[Your task]: Select all lines holding the word "fonts" from the entries that follow.

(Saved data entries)
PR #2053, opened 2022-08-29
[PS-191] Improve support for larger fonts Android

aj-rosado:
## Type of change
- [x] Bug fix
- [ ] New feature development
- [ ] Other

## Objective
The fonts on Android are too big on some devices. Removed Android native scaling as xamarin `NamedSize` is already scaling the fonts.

[Answer area]:
[PS-191] Improve support for larger fonts Android
The fonts on Android are too big on some devices. Removed Android native scaling as xamarin `NamedSize` is already scaling the fonts.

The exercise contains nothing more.